Interface Vtables and Dispatch
Abstract
MLIR interfaces let generic code ask semantic questions about a dialect object without knowing its
concrete C++ class. In tileiras every concrete op, type, attribute, and dialect carries a sorted
array of (TypeID, concept*) pairs — its InterfaceMap — and lookup is a 16-byte-pitch binary
search keyed on the TypeID address documented in
TypeID Sentinels and Anchors. The concept block is a small vtable
whose first slot is always the concept's own destructor and whose remaining slots are the methods
the interface defines; layout-type interfaces expose shape and coordinate-mapping callbacks, view
types expose element type and memory space, copy-atom types expose value shape and copied bits, and
MMA-atom types expose A/B/C types plus the verifier callback.
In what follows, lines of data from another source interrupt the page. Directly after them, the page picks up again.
PR #6624, opened 2026-09-03
Project the encoder output once per utterance in the transformer decoder

sw005320:
Follow-up to #6599. Independent of #6610, but measured with its CTC window on, since that is the configuration that will ship and it is where the decoder becomes the larger share of a step.

## What did you change?

The transformer decoder's source attention projected the encoder output through `linear_k` and `linear_v` at **every decoding step, in every layer, for every hypothesis**, although that tensor never changes during a decode. With the beam replicated over the batch that was the largest single matmul of a step: `n_utt * beam` rows of `T` frames, six layers deep, once per output token.

- `MultiHeadedAttention.project_kv(key, value)` returns exactly the `(k, v)` that `forward_qkv` would, and `forward(..., kv=(k, v))` attends with a pair computed earlier. The pair may have one row per query, or one row per *group* of consecutive queries -- the utterance-major layout of `BatchBeamSearch`, where hypothesis `b * beam + i` belongs to utterance `b`. In the grouped case the `beam` queries of an utterance are folded into the query-time axis and attend to a single copy of the projections, so nothing is replicated over the beam. It is the same matmul in a different blocking; the frozen-reference beam search tests of #6599 still pass at `rtol=atol=0`.
- `BaseTransformerDecoder.memory_kv(memory)` computes the per-layer projections once and caches them while the same encoder output is being decoded. The cache is keyed on the identity of the tensor that owns the storage plus its version counter, and a weak reference drops it the moment that tensor is garbage collected. A later utterance whose encoder output lands at the same address therefore cannot see stale projections, and an in-place edit invalidates them. A stride-0 memory -- a `(T, D)` output expanded over the hypotheses, which is what the single-utterance search hands over -- is projected once from its first row. Both `score` (plain `BeamSearch`) and `batch_score` use it, so the non-batch fallback benefits too.
- `BatchBeamSearch.score_full` hands a decoder that declares `accepts_shared_memory` a strided `(n_utt, T, D)` view instead of the replicated `(n_utt * beam, T, D)` tensor. Every other scorer keeps the replicated layout, as does `TransformerMDDecoder`, which has its own `forward_one_step`. `DecoderLayer.forward` takes an optional `memory_kv` and only forwards it when set, so the other users of the layer (`mlm_decoder`, the legacy decoder) are untouched.

No public signature changes: the new arguments are keyword-only with defaults, and `batch_score` still accepts the old `(n_batch, T, D)` memory.

It removes work that is provably redundant, and the amount removed grows with `beam * T * D^2`, which is exactly where decoding is slowest. What it buys in wall clock depends on what else is in the step.

**Projection count**, LibriSpeech E-Branchformer, four utterances, hook on `linear_k` of the first layer's source attention:

| | before | after |
|---|---:|---:|
| batch_size 1 (109 decoder calls) | 109 | 4 |
| batch_size 4 (37 decoder calls) | 37 | 1 |

**Where the time went**, same four utterances on MPS, timers with a device synchronisation around each call:

| | before | after |
|---|---:|---:|
| source attention, batch_size 1 | 3.7 s | 1.4 s |
| source attention, batch_size 4 | 2.4 s | 0.8 s |
| decoder `batch_score`, batch_size 1 | 9.3 s | 6.3 s |
| decoder `batch_score`, batch_size 4 | 4.4 s | 2.7 s |

**End to end**, trained models on real audio, beam 10, CTC 0.3, `--ctc_window_margin 100` (#6610) on both sides. MPS numbers are medians of three interleaved runs, because this machine drifts by up to 20% with temperature; a baseline run followed by a branch run is not a fair comparison here. Transcripts identical to the baseline in every run.

| | baseline | this PR | |
|---|---:|---:|---:|
| LibriSpeech test-clean, 8 utts, MPS, batch_size 1 | 23.6 s | 24.7 s | 0.95x |
| LibriSpeech test-clean, 8 utts, MPS, batch_size 4 | 14.1 s | 12.7 s | 1.11x |
| AISHELL-1 test, 25 utts, MPS, batch_size 1 | 46.1 s | 48.0 s | 0.96x |
| AISHELL-1 test, 25 utts, MPS, batch_size 4 | 24.0 s | 22.1 s | 1.09x |
| LibriSpeech test-clean, 8 utts, CPU, batch_size 1 | 27.4 s | 25.2 s | 1.09x |
| LibriSpeech test-clean, 8 utts, CPU, batch_size 4 | 22.8 s | 17.2 s | 1.33x |

Read it this way. At `batch_size 1` on this laptop's GPU a decoding step is bound by kernel launches -- the windowed CTC recursion alone is a few hundred of them -- and the two projections it saves per layer are a few percent of the step, so the result is a wash within noise. At `batch_size 4` the projections are four times larger and the saving shows, 1.1x on MPS and 1.33x on CPU, where the FLOPs count. On a server GPU with `--batch_size 8` or more, a larger beam, or long-form audio, the share this removes is larger still: on a synthetic 8 x 800-frame batch profiled while preparing #6610 the decoder was 75% of the step and this projection most of it. I could not measure that configuration here.

What this does not yet do: the other scorers still receive the replicated encoder output, so the `(n_utt * beam, T, D)` tensor is still materialized. Dropping it once every full scorer accepts the shared layout is a follow-up; that is where the ~250 MB per unit of batch size measured in #6599 would go.

## Is your PR small enough?

4 library files, +269 / -17; 4 test files, +248. Yes.

## Additional Context

**Testing**

- `test/espnet2/legacy/test_attention.py` (new): `project_kv` equals `forward_qkv` bit for bit; attending with `kv` equals attending without it, with and without a mask, `time1` of 1 and 3, SDPA and default path; grouped projections equal replicated ones with no mask, a per-query mask and a per-group mask; a per-position `(batch, time1, time2)` mask falls back to expansion; an indivisible group count raises.
- `test_transformer_decoder.py`: the decoder projects once per memory across calls; recomputes after an in-place edit and for another tensor of the same shape; the cache is gone after the memory is garbage collected; a shared `(n_utt, T, D)` memory scores like the replicated one with and without a padding mask, across two steps; an expanded memory is projected once from one row regardless of how many hypotheses it is expanded over, and `score` reuses the same projections.
- `test_batch_beam_search_batched.py`: the beam search hands the decoder one encoder row per utterance and the LM one per hypothesis.
- `test_batch_beam_search_memory.py`: the vectorization guard now expects `n_utt` memory rows for the decoder; the hypothesis count it checks is unchanged.
- The frozen-reference tests from #6599 (221 configurations at `rtol=atol=0`), the batched parity tests, the online, time-sync, partially-AR and `Speech2Text` tests pass unchanged. Across every `test/espnet2` file that touches attention, decoders or beam search, the set of failing tests is identical before and after (all missing optional dependencies on this machine).
- Real-model check: LibriSpeech E-Branchformer and AISHELL conformer, 16 and 50 utterances, batch sizes 1 and 4, transcripts identical to master with and without the CTC window.

**Design notes**

- Why a cache inside the decoder rather than a new argument through `batch_score`: the streaming subclasses (`BatchBeamSearchOnline`, `BatchBeamSearchOnlineSim`) override `score_full` with the old signature and would bypass any new argument. Keyed on the memory tensor, they get the reuse without changes and cannot get a stale result.
- Why a weak reference rather than an explicit reset: `BatchBeamSearchOnline` never calls `batch_init_state` on the decoder, so no hook at the start of a decode is reached by every caller. Tying the cache lifetime to the tensor's lifetime needs no cooperation from the caller.
- `self.attn` keeps its `(batch, head, time1, time2)` layout in the grouped case, so anything reading attention weights after a step sees what it saw before.

### DIFF
--- a/espnet2/asr/decoder/transformer_decoder.py
+++ b/espnet2/asr/decoder/transformer_decoder.py
@@ -4,7 +4,8 @@
 """Decoder definition."""
 
 import logging
-from typing import Any, List, Sequence, Tuple
+import weakref
+from typing import Any, List, Optional, Sequence, Tuple
 
 import torch
 from typeguard import typechecked
@@ -188,6 +189,65 @@ class BaseTransformerDecoder(
             return (x, intermediate_outs), olens
         return x, olens
 
+    # `batch_score` accepts an encoder output with one row per utterance
+    # rather than one per hypothesis (utterance-major, see
+    # `BatchBeamSearch.score_full`), so the beam search need not replicate it.
+    accepts_shared_memory = True
+
+    def memory_kv(
+        self, memory: torch.Tensor
+    ) -> List[Tuple[torch.Tensor, torch.Tensor]]:
+        """Return the per-layer key/value projections of ``memory``, cached.
+
+        The encoder output does not change while an utterance is decoded, yet
+        :meth:`forward_one_step` used to project it again at every step, in
+        every layer, for every hypothesis. The projections are computed once
+        here and reused for as long as the same tensor is being decoded.
+
+        The cache is keyed on the identity of the tensor that owns the storage
+        (``memory._base`` for a view) together with its version counter, and
+        it is dropped the moment that tensor is garbage collected. A later
+        utterance whose encoder output happens to land at the same address can
+        therefore never see stale projections, and an in-place modification
+        invalidates them too.
+
+        A memory whose rows are stride-0 copies of a single row -- the way the
+        single-utterance beam search expands a ``(T, D)`` encoder output over
+        its hypotheses -- is projected once, and the attention broadcasts the
+        result over the queries.
+
+        Args:
+            memory: Encoder output ``(n_rows, T, D)``.
+
+        Returns:
+            One ``(k, v)`` pair per decoder layer, each
+            ``(n_rows or 1, n_head, T, d_k)``.
+
+        """
+        base = memory._base if memory._base is not None else memory
+        shared_rows = memory.dim() == 3 and memory.size(0) > 1 and memory.stride(0) == 0
+        src = memory[:1] if shared_rows else memory
+        key = (
+            base._version,
+            tuple(src.shape),
+            # the stride of a size-1 leading axis is arbitrary and changes with
+            # the number of hypotheses the memory was expanded over
+            src.stride()[1:] if src.size(0) == 1 else src.stride(),
+            src.storage_offset(),
+            src.dtype,
+            src.device,
+        )
+        cached = getattr(self, "_memory_kv_cache", None)
+        if cached is not None and cached[0] == key and cached[1]() is base:
+            return cached[2]
+
+        kv = [layer.src_attn.project_kv(src, src) for layer in self.decoders]
+        # NOTE: a weakref, not a strong one: the cache must not keep the
+        # encoder output alive, and it dies with it
+        ref = weakref.ref(base, lambda _: setattr(self, "_memory_kv_cache", None))
+        self._memory_kv_cache = (key, ref, kv)
+        return kv
+
     def forward_one_step(
         self,
         tgt: torch.Tensor,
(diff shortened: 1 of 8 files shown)


sw005320:
Closing for now: on the hardware I can measure, the saving is a few percent of a batch_size=1 step, which is bound by kernel launches from the CTC recursion rather than by these matmuls. It only shows at batch_size>=4 (1.1x MPS, 1.33x CPU). Keeping the branch; will revisit together with a fix for the CTC recursion, which is where the time goes.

This page documents the entry
layouts, the binary-search lookup, and the registration shim that installs implementations during
dialect load.
InterfaceMap Layout
Each object that participates in interface dispatch (op, type, attribute, dialect) carries one
InterfaceMap: a flat sorted array of 16-byte entries — the same pitch the OperationName slot
banks use — sorted ascending on the TypeID address.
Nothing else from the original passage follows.